Content starts
PR #671, opened 2022-02-07
To implement checkout tax and address

saravanan-trika:
- Checkout tax implementation
- customer address stored to elastic-path


saravanan-trika:
Wrong pull request

PR #679, opened 2022-02-11
Fix turborepo caching edge case 

lfades:
The cache currently depends on the `COMMERCE_PROVIDER` env var, however I went through the import flow of Next.js Commerce again and it failed because our org already has the build cached, and that's okay but because the provider env isn't set then it's getting the output of the `local` provider. With this PR the cache now includes all the envs we use for package detection when `COMMERCE_PROVIDER` isn't set.

### DIFF
--- a/turbo.json
+++ b/turbo.json
@@ -6,7 +6,13 @@
       "outputs": ["dist/**"]
     },
     "next-commerce#build": {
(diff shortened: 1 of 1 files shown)


dominiksipowicz (approved):
lgtm

PR #691, opened 2022-02-20
Add lodash.debounce to Shopify provider package.json dependencies

lkostrowski:
Shopify provider requires `lodash.debounce` package. This package is installed in BigCommerce provider, but not in Shopify provider. After BigCommerce is removed, Shopfify provider can't be installed.

This PR fixes this error

### DIFF
--- a/packages/commercejs/package.json
+++ b/packages/commercejs/package.json
@@ -48,7 +48,8 @@
   },
   "dependencies": {
     "@chec/commerce.js": "^2.8.0",
-    "@vercel/commerce": "^0.0.1"
+    "@vercel/commerce": "^0.0.1",
+    "lodash.debounce": "^4.0.8"
   },
   "peerDependencies": {
     "next": "^12",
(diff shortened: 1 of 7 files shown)


okbel (approved):

okbel:
It's been used by multiple providers. Can you add it to site, instead of just the shopify provider?

okbel (changes requested):
Most providers need debounce. Can you add it to site? Thank you!

lkostrowski:
@okbel are you sure about that? It doesn't seem like a good way to manage dependencies. Its provider(s) that needs this dep, not client. I suggest adding it to every provider that explicitly needs it, instead of the client implicitly.

okbel:
If it's not used in the UI (core and site) and it's specific for the provider then let's add it to all of those who are using it.

lkostrowski:
@okbel done, added to all providers that use debounce (few of them don't)

okbel (approved):

Issue #688, opened 2022-02-17
Error when deploying on Vercel Bigcommerce


GodwinEbikwo:
After signing up and connecting the store, the build failed with the following error:

Error: No Output Directory named "public" found after the Build completed. You can configure the Output Directory in your Project Settings. Learn More: https://vercel.link/missing-public-directory

@lfades

omertoast:
I'm also having the same problem

cpv123:
@GodwinEbikwo I got this working by configuring some settings in Vercel. I've explained here: https://github.com/vercel/commerce/pull/692

lfades:
Should be working now!

https://github.com/vercel/commerce/pull/692#issuecomment-1055863907

Issue #672, opened 2022-02-07
Deploying new instance of Nextjs Commerce in Vercel fails with 404


robearlam:
Hi,

I've attempted several times to deploy a new instance of Nextjs Commerce through the Vercel portal, but it fails. The build output looks to be very truncated compared with previous successful deployments I've done in the past.

```
07:56:37.771 | Cloning completed: 798.906ms
07:56:38.035 | Analyzing source code...
07:56:39.501 | Uploading build outputs...
07:56:45.681 | Deploying build outputs...
07:56:55.524 | Done with "."
```

When accessing the deployed site, I am presented with a 404 error:
![image](https://user-images.githubusercontent.com/2149251/152870964-f8549a48-7677-46d4-ae00-358d893f8eae.png)

You can see the erroring instance I'm trying to access here: https://commerce-fhgww6ugq-robearlam.vercel.app/
The repo used to deploy from is: https://github.com/robearlam/commerce (This is the default cloned code, without any changes)

Thanks!

juancamiloqhz:
I'm having the same issue 
Change the build comman to 
cd ../ && npx turbo run build --scope=site --include-dependencies --no-deps
And also change project folder to "site"
Then manually trigger a redeploy to build the app, but still 404 after build is complete

neneji:
what i did is:
in `Build & Development Settings`
1. set the `FRAMEWORK PRESET` to `Next.js`
2. set the `BUILD COMMAND` to `turbo run build`
2. set the `OUTPUT DIRECTORY` to `site/.next`

i dont know if there is a better way to config it or not, cannot find any guide about that...

dominiksipowicz:
Hi @robearlam @juancamiloqhz 
Please try using the link https://vercel.com/new and selecting "Next.js Commerce". It should automatically clone the repository to your GitHub account, choose the integration (or skip provider) and deploy to Vercel automatically with the correct settings.

robearlam:
This was related to the change over to monorepo, looks to have been solved now.

guibovo:
I've forked the repo - worked a bit on it and deployed on Vercel, I'm still facing this issue.

https://vercel.com/guibovo/commerce/Dmdu8ExwiZxwqzcUK2WyroQiA2xL

<img width="961" alt="image" src="https://user-images.githubusercontent.com/3513557/183699996-ee651a4f-8bfb-4714-b38f-adc424af0a35.png">



[...]

PR #692, opened 2022-02-21
Add README instructions for Vercel deployment

cpv123:
Since migrating to Turborepo, it seems that deploying to Vercel requires some "Build and Output" configuration extra steps but these aren't documented anywhere. This is what worked for me.

There are a few issues already:
https://github.com/vercel/commerce/issues/688
https://github.com/vercel/commerce/issues/672

Screenshot of my Vercel dashboard (which is now working):
Screenshot 2565-02-21 at 16 54 18

### DIFF
--- a/README.md
+++ b/README.md
@@ -92,6 +92,12 @@ Follow our docs for [Adding a new Commerce Provider](packages/commerce/new-provi
 
 If you succeeded building a provider, submit a PR with a valid demo and we'll review it asap.
 
+## Deploying to Vercel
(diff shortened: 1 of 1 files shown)


lfades:
Hi @cpv123 👋 

We were aware of this issue but instead of fixing it here I did some changes to the deploy button flow in Vercel in order to add those settings from the deploy button instead (it's live).

Thank you for the PR and let me know if it still fails for you!

PR #695, opened 2022-02-23
add FAQ for cannot find module error

dominiksipowicz:
Preview: https://github.com/vercel/commerce/tree/faq-cannot-find-module-error#troubleshoot


lfades:
@devnajam It's not exactly an issue, the app relies on external packages that need to be built for it to work, and they're built when you run the app from the root (using the monorepo)

lfades (approved):
LGTM. Thank you!

PR #709, opened 2022-03-12
Fix navigation between cart and menu on mobile

ltueth:
On mobile when the Sidebar menu is open and you want to switch to cart, it would toggle the sidebar and close it instead of switching view.


okbel (dismissed):

HeavenlyEntity:
Your menu items on mobile do not render on local nor Shopify I would advise using an "effect" to get them to render.

GuiBibeau (approved):
Thanks!

Issue #682, opened 2022-02-14
Add to cart throwing 500 error


brightonmike:
Just set up a new deploy - everything fine except add to cart, which throws a function error.

```
2022-02-14T17:26:18.526Z	f3136d01-4b70-45e4-9442-0c7918c1fbb3	ERROR	Error: Cannot find module 'immutability-helper'
Require stack:
- /var/task/site/.next/server/pages/api/cart.js
- /var/task/node_modules/next/dist/server/base-server.js
- /var/task/node_modules/next/dist/server/next-server.js
- /var/task/___next_launcher.js
- /var/runtime/UserFunction.js
- /var/runtime/index.js
    at Function.Module._resolveFilename (internal/modules/cjs/loader.js:902:15)
    at Function.Module._load (internal/modules/cjs/loader.js:746:27)
    at Module.require (internal/modules/cjs/loader.js:974:19)
    at require (internal/modules/cjs/helpers.js:93:18)
    at Object.6333 (/var/task/site/.next/server/pages/api/cart.js:25:18)
    at __webpack_require__ (/var/task/site/.next/server/webpack-api-runtime.js:25:42)
    at Object.5360 (/var/task/site/.next/server/chunks/294.js:767:37)
    at __webpack_require__ (/var/task/site/.next/server/webpack-api-runtime.js:25:42)
    at Object.2411 (/var/task/site/.next/server/pages/api/cart.js:121:17)
    at __webpack_require__ (/var/task/site/.next/server/webpack-api-runtime.js:25:42) {
  code: 'MODULE_NOT_FOUND',
  requireStack: [
    '/var/task/site/.next/server/pages/api/cart.js',
    '/var/task/node_modules/next/dist/server/base-server.js',
    '/var/task/node_modules/next/dist/server/next-server.js',
    '/var/task/___next_launcher.js',
    '/var/runtime/UserFunction.js',
    '/var/runtime/index.js'
  ]
}
RequestId: f3136d01-4b70-45e4-9442-0c7918c1fbb3 Error: Runtime exited with error: exit status 1
Runtime.ExitError
```

okbel:
Is this still happening?

PR #719, opened 2022-03-23
Bug Fix Round and Updates

### LINKED ISSUE #468: 404 page is not loading
`pages/404.tsx` is not being picked up by Next.js - https://github.com/vercel/commerce/blob/main/pages/404.tsx

This file has the text ` The requested page doesn't exist or you don't have access to it.`

*But* the 404 page looks like the default Next.js one e.g. https://demo.vercel.store/foo-bar shows `This page could not be found.`

This means we can't set our own custom 404 page :smiley:

okbel:
- This PR adds a missing dependency for Kibo Commerce https://github.com/vercel/commerce/issues/682
- removed dead and unused code
- refactored how we handle missing pages. It's now returning 404 instead of throwing on the build. This is something we could discuss because there are valid 404 (even on build) and there are definitely worrying situations when something should be and is not present. This will fix #468
- refactored types for pages. I get flaky errors on a few builds around those types returning `never`.

```
next-commerce:build: (node:919) UnhandledPromiseRejectionWarning: TypeError: Cannot read property 'pages' of undefined
next-commerce:build: TypeError: Cannot read property 'pages' of undefined
next-commerce:build: (node:926) UnhandledPromiseRejectionWarning: TypeError: Cannot read property 'collections' of undefined
```


dominiksipowicz (approved):

dominiksipowicz (approved):

ashishkpaul:
Hello sir in spree/commerce  its not fetching the products from menu links. is there any solution
i tried app link https://commerce-spree-git-kib-deps-vercel-solutions-vtest314.vercel.app/
and also on the fresh deployment showing the same results

spree-vercel

Issue #681, opened 2022-02-12
Error: Cannot find module '@vercel\commerce-local\next.config'


radgezito:
After cloning the project, creating the .env.local file to **use @vercel/commerce-local** I get an error message when I run **yarn dev** command

$ yarn dev
yarn run v1.22.10
$ next dev
ready - started server on 0.0.0.0:3000, url: http://localhost:3000
**info  - Loaded env from c:\test\commerce\site\.env.local
error - Failed to load next.config.js, see more info here https://nextjs.org/docs/messages/next-config-error
Error: Cannot find module '@vercel\commerce-local\next.config'**
Require stack:
- c:\test\commerce\site\noop.js
    at Function.Module._resolveFilename (internal/modules/cjs/loader.js:902:15)
    at Function.mod._resolveFilename (c:\test\commerce\node_modules\next\dist\build\webpack\require-hook.js:179:28)
    at resolveFileName (c:\test\commerce\node_modules\resolve-from\index.js:29:39)
    at resolveFrom (c:\test\commerce\node_modules\resolve-from\index.js:43:9)
    at module.exports (c:\test\commerce\node_modules\resolve-from\index.js:46:47)
    at module.exports (c:\test\commerce\node_modules\import-from\index.js:4:55)
    at module.exports (c:\test\commerce\node_modules\import-cwd\index.js:4:30)
    at Object.withCommerceConfig (c:\test\commerce\packages\commerce\dist\config.cjs:19:30)
    at withCommerceConfig (c:\test\commerce\site\commerce-config.js:102:15)
    at Object.<anonymous> (c:\test\commerce\site\next.config.js:11:18) {
  code: 'MODULE_NOT_FOUND',
  requireStack: [ 'C:\\temp\\delete\\commerce\\site\\noop.js' ]
}
error Command failed with exit code 1.
info Visit https://yarnpkg.com/en/docs/cli/run for documentation about this command.

amir-zahedi:
> After cloning the project, creating the .env.local file to **use @vercel/commerce-local** I get an error message when I run **yarn dev** command
> 
> $ yarn dev yarn run v1.22.10 $ next dev ready - started server on 0.0.0.0:3000, url: http://localhost:3000 **info - Loaded env from c:\test\commerce\site.env.local error - Failed to load next.config.js, see more info here https://nextjs.org/docs/messages/next-config-error Error: Cannot find module '@vercel\commerce-local\next.config'** Require stack:
> 
[...]

PR #728, opened 2022-04-06
Import config with POSIX path

markuslewin:
There seems to be an issue in Node.js when importing modules declared in the `exports` field of a `package.json` using Windows paths.

Importing a configuration with `@vercel/commerce-local/next-config` works, but `@vercel\commerce-local\next-config` (as returned by `path.join` on Windows systems) does not.

One possible workaround is to use `path.posix.join` to make sure that the imported path is specified as a POSIX path.

This PR should solve #681.
The `exports` problem might be related to https://github.com/nodejs/node/issues/30169.

### DIFF
--- a/packages/commerce/src/config.cjs
+++ b/packages/commerce/src/config.cjs
@@ -16,7 +16,7 @@ function withCommerceConfig(nextConfig = {}) {
     )
   }
 
-  const commerceNextConfig = importCwd(path.join(provider, 'next.config'))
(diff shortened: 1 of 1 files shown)


dominiksipowicz (approved):

lfades (approved):

dominiksipowicz:
@markuslewin thank you for this contribution. Amazing! 🪟🛫🚀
Content ends
◆ **TASK GOAL**: Search the data for "looks" and list every line in which it occurs.

◆ **RESPONSE TO THIS EXERCISE**:
I've attempted several times to deploy a new instance of Nextjs Commerce through the Vercel portal, but it fails. The build output looks to be very truncated compared with previous successful deployments I've done in the past.
This was related to the change over to monorepo, looks to have been solved now.
*But* the 404 page looks like the default Next.js one e.g. https://demo.vercel.store/foo-bar shows `This page could not be found.`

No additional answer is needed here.